The solution to that physical restraint has been to leave the mud signal generator 30ft behind the bit. The IAB is then programmed to send its data signal into the formation through which it travels back 30 ft to a sensor that translates it to a mud pulse to be relayed to the surface. As a result, the angle of the bit is known in real time.

While the near bit inclination sensor solves the gross problem of tortuosity, still some exists since corrections are still made only after the bit has achieved a wrong angle. In some sections, such as when a bit follows a fault that forces it to head up or down, corrections are being made constantly.

That is because communication and data systems in geosteering tools are essentially one-way. In other words, no confirming signal is sent from the bent sub to tell the driller it has made the requested angle change. Observers on the surface can only be sure the proper turn has been made when the LWD tools well behind the bit signal back their location.

The most promising approach to dealing with that problem may be the "closed-loop" system. Under such a scheme, the signal from the IAB tool at the bit would be processed instantly by a computer and any slight change in angle, or any indication of a tendency to deviate from a pre-programmed direction would be adjusted even as it was starting. The result would be direction changes too small to create the kind of problems associated with tortuosity.

The latest addition to the suite of logs available in LWD format is the sonic tool. It was, as can be imagined of a tool that relies on sound to take measurements, the most difficult to place near a bit that is crunching formation while fluids rush by carrying debris to the surface.

Having solved the problem of sound interference chiefly through electronic filters, the advent of the sonic while drilling tool has made a reality of something drilling experts have thought theoretically possible but perhaps pragmatically too complex to accomplish - seismic while drilling. The sonic tool was for some time the last ingredient to that effort as without it calibrating real-time readouts to seismic measurements could be done only indirectly at best, the sonic leg of the system being essentially an implied one.

The next step for geosteering and its associated sensors and tools that record and report the world around the bottom hole assembly is a system to see ahead of the bit. While only in the conceptual stages at the moment, such a system would interpret the geophysical markers some distance ahead of the bit and enable the operator (or the computer since it will almost certainly be a closed loop system) to make direction changes accordingly.

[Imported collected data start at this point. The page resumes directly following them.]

PR #1582, opened 2019-08-26
Feature/nex 182/e2e test runner navigation tests 2

ricproenca-tao:
Related to task:
https://oat-sa.atlassian.net/browse/NEX-182

Description:
e2e test cases to cover the navigation on the test runner (next, prev, skip, end)
It covers linear and non linear tests

Requires:
tao-e2e-runner installed into your tao/views/build folder.

How to test:
Please checkout the branch and run the tests:
`npx cypress run` (run tests)
`npx cypress open` (open cypress visual tests)

Tests:
```
Navigation


    Linear Test Navigation

      First Item
        √ Has proper navigation buttons (39222ms)
        √ Move to next item (7252ms)
        √ Skip to next item (5941ms)

      Second Item
        √ Has proper navigation buttons (8423ms)
        √ Move to next item (9531ms)
        √ Skip to next item (7652ms)

      Last Item
        √ Has proper navigation buttons (7447ms)
        √ End test (8383ms)
        √ Skip and end test (7860ms)


    Non Linear Test Navigation

      First Item
        √ Has proper navigation buttons (26758ms)
        √ Move to next item (6401ms)
        √ Skip to next item (7276ms)

      Second Item
        √ Has proper navigation buttons (7716ms)
        √ Move to next item (8248ms)
        √ Skip to next item (8795ms)
        √ Move to previous item (8868ms)

      Last Item
        √ Has proper navigation buttons (7373ms)
        √ Move to previous item (8029ms)
        √ End test (7648ms)
        √ Skip and end test (8904ms)
```


views/js/e2e/_helpers/commands/navigationCommands.js
```diff
@@ -0,0 +1,50 @@
...
+ *
+ * Copyright (c) 2019 (original work) Open Assessment Technologies SA ;
+ */
+
+import setupSelectors from "../selectors/setupSelectors";
+
+Cypress.Commands.add('nextItem', () => {
+    cy.log('COMMAND: nextItem');
+    cy.get(setupSelectors.testNavigation.nextItem).click();
+    cy.wait(['@testRunnerGetItem', '@testRunnerInit']);
```
ferenckiss89: testRunnerInit is not requested in my env, without that it is working

views/js/e2e/_helpers/commands/navigationCommands.js
```diff
@@ -0,0 +1,50 @@
...
+});
+
+Cypress.Commands.add('previousItem', () => {
+    cy.log('COMMAND: previousItem');
+    cy.get(setupSelectors.testNavigation.previousItem).click();
+    cy.wait(['@testRunnerGetItem', '@testRunnerInit']);
```
ferenckiss89: testRunnerInit is not requested in my env, without that it is working

views/js/e2e/_helpers/commands/navigationCommands.js
```diff
@@ -0,0 +1,50 @@
...
+});
+
+Cypress.Commands.add('skipItem', () => {
+    cy.log('COMMAND: skipItem');
+    cy.get(setupSelectors.testNavigation.skipItem).click();
+    cy.wait(['@testRunnerGetItem', '@testRunnerInit']);
```
ferenckiss89: testRunnerInit is not requested in my env, without that it is working

views/js/e2e/_helpers/commands/navigationCommands.js
```diff
@@ -0,0 +1,50 @@
...
+Cypress.Commands.add('endTest', () => {
+    cy.log('COMMAND: endTest');
+    cy.get(setupSelectors.testNavigation.endTest).click();
+    cy.wait('@testRunnerInit');
+});
+
+Cypress.Commands.add('skipAndEndTest', () => {
+    cy.log('COMMAND: skipAndEndTest');
+    cy.get(setupSelectors.testNavigation.skipAndEndTest).click();
+    cy.wait('@testRunnerInit');
```
ferenckiss89: testRunnerInit is not requested in my env, without that it is working

views/js/e2e/_helpers/commands/navigationCommands.js
oatymart: I don't believe `@testRunnerInit` will ever be called for `next`, `prev`, `move`.

views/js/e2e/_helpers/commands/navigationCommands.js
```diff
@@ -0,0 +1,50 @@
...
+Cypress.Commands.add('skipItem', () => {
+    cy.log('COMMAND: skipItem');
+    cy.get(setupSelectors.testNavigation.skipItem).click();
+    cy.wait(['@testRunnerGetItem', '@testRunnerInit']);
+});
+
+Cypress.Commands.add('endTest', () => {
+    cy.log('COMMAND: endTest');
+    cy.get(setupSelectors.testNavigation.endTest).click();
+    cy.wait('@testRunnerInit');
```
oatymart: `@testRunnerInit` also doesn't get hit at the end of the test. Instead, I think you should assert that you returned to `/taoDelivery/DeliveryServer/index`.

views/js/e2e/_helpers/commands/setupCommands.js
```diff
@@ -43,7 +43,7 @@ Cypress.Commands.add('importTestPackage', (fileContent, fileName) => {
     cy.get(setupSelectors.testsPage.fileInput).upload(
         {
             fileContent,
-            fileName,
+            fileName: `${fileName}.zip`,
```
oatymart: Seems to be a Windows thing, but ok, we can go with this for all platforms.

views/js/e2e/_helpers/commands/setupCommands.js
```diff
@@ -124,5 +130,6 @@ Cypress.Commands.add('startTest', (testName) => {
         .contains(`Delivery of ${testName}`)
         .click();
 
-    cy.wait(['@testRunnerInit', '@testRunnerGetItem']);
+    cy.wait(['@testRunnerGetItem', '@testRunnerInit']);
```
oatymart: The order doesn't matter to Cypress (it's waiting for the responses, so requests made in the order `1,2` could return as `1,2` or `2,1` depending on network speed).

views/js/e2e/_helpers/selectors/setupSelectors.js
```diff
@@ -20,7 +20,7 @@
  * CSS Selectors for setup
  */
 export default {
-    resourceTree: '.resource-tree',
+    resourceTree: '.taotree',
```
oatymart: Use `testsPage: { rootTestClass:'li[data-uri="http://www.tao.lu/Ontologies/TAOTest.rdf#Test"]'`

views/js/e2e/_helpers/commands/cleanupCommands.js
```diff
@@ -37,6 +37,9 @@ Cypress.Commands.add('deleteItem', (itemName) => {
     // Delete test
     cy.get(cleanupSelectors.itemsPage.itemDeleteButton).click();
 
+    //windows workaround
+    cy.wait(1000);
```
oatymart: Would be nice to avoid these. Does it not work if you add a `.should('exist')` before the `.click()`? Cypress is supposed to automatically retry until the element is present or it times out.

views/js/e2e/_helpers/commands/setupCommands.js
```diff
@@ -53,6 +53,9 @@ Cypress.Commands.add('importTestPackage', (fileContent, fileName) => {
         }
     );
 
+    // windows workaround
+    cy.wait(2000);
```
oatymart: See previous comment. If there is no network request to wait for, try to do an assertion about the expected element. We can use  `.wait(2000)` if we have to, but it should be the last resort.

views/js/e2e/_helpers/commands/navigationCommands.js
ferenckiss89: and skip and end

ricproenca-tao: forgot to change this with proper routes.

views/js/e2e/_helpers/commands/navigationCommands.js
ricproenca-tao: forgot to change this with proper routes.

views/js/e2e/_helpers/commands/navigationCommands.js
ricproenca-tao: forgot to change this with proper routes.

views/js/e2e/_helpers/commands/navigationCommands.js
ricproenca-tao: forgot to change this with proper routes.

views/js/e2e/_helpers/commands/navigationCommands.js
ricproenca-tao: forgot to change this with proper routes.

views/js/e2e/_helpers/commands/navigationCommands.js
ricproenca-tao: In my opinion, I think we shouldn't make assertions inside commands.
The assertion is there in `navigation.js line:348`

views/js/e2e/_helpers/commands/setupCommands.js
ricproenca-tao: Yes, it's a Windows thing and we need it. :(

views/js/e2e/_helpers/commands/setupCommands.js
ricproenca-tao: I know @martijn-tao, but personally I prefer to put them in order.
Thanks for the warning anyway.

views/js/e2e/_helpers/selectors/setupSelectors.js
ricproenca-tao: yes, I agree with you. It's much better.

views/js/e2e/_helpers/commands/cleanupCommands.js
ricproenca-tao: I just removed it and it seems that I don't have this problem now.

views/js/e2e/_helpers/commands/setupCommands.js
ricproenca-tao: change for the proper request `cy.wait('@fileUpload');`

views/js/e2e/_helpers/commands/setupCommands.js
oatymart: That's fine. But isn't the usual order of the Test Runner `init` before `getItem`?

views/js/e2e/_helpers/commands/setupCommands.js
```diff
@@ -126,3 +131,4 @@ Cypress.Commands.add('startTest', (testName) => {
 
     cy.wait(['@testRunnerInit', '@testRunnerGetItem']);
```
ferenckiss89: this line seems like is not needed, and if you remove it then the route @testRunnerInit is completely unnecessary

ricproenca-tao: The purpose of this line is wait til you have an item in the DOM.
I was thinking in a way that if we don't have an `init test request` and `get me the first item request` we cannot say that we are inside a test.
I can remove it, if you think its better.

ferenckiss89: Maybe it is just my env, but sometimes it works, sometimes does not.

views/js/e2e/_helpers/commands/setupCommands.js
```diff
@@ -79,7 +79,7 @@ Cypress.Commands.add('publishTest', (testName) => {
 
     // Select tree node
     cy.get(setupSelectors.testsPage.rootTestClass).within(() => {
-        cy.contains(testName).click({ force: true });
+        cy.contains(testName).click();
```
oatymart: I believe we may have used `force: true` here because the list item for your desired test can be off screen, depending on the size of the viewport (and number of other tests).

ricproenca-tao: ok. I will add again.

The result would be a smoother, more efficient well bore void of unnecessary dog legs.

The ability to steer the bit and gather data essential to efficient completions all while drilling has been a boon to both major oil companies and smaller independents. In areas that have long been deemed uneconomic by large companies, smaller operators are making good returns on their investments by tapping small but numerous pockets of hydrocarbons left behind by their huge competitors.

And because of the huge investments involved in deep water projects, major oil companies are demanding maximum production per unit of infrastructure. That can only be accomplished through longer and ever more accurate, reaches from each platform.

It can easily be argued, then, that geosteering is a technology second only perhaps to 3D seismic in its affects on the current health of the upstream oil and gas industry.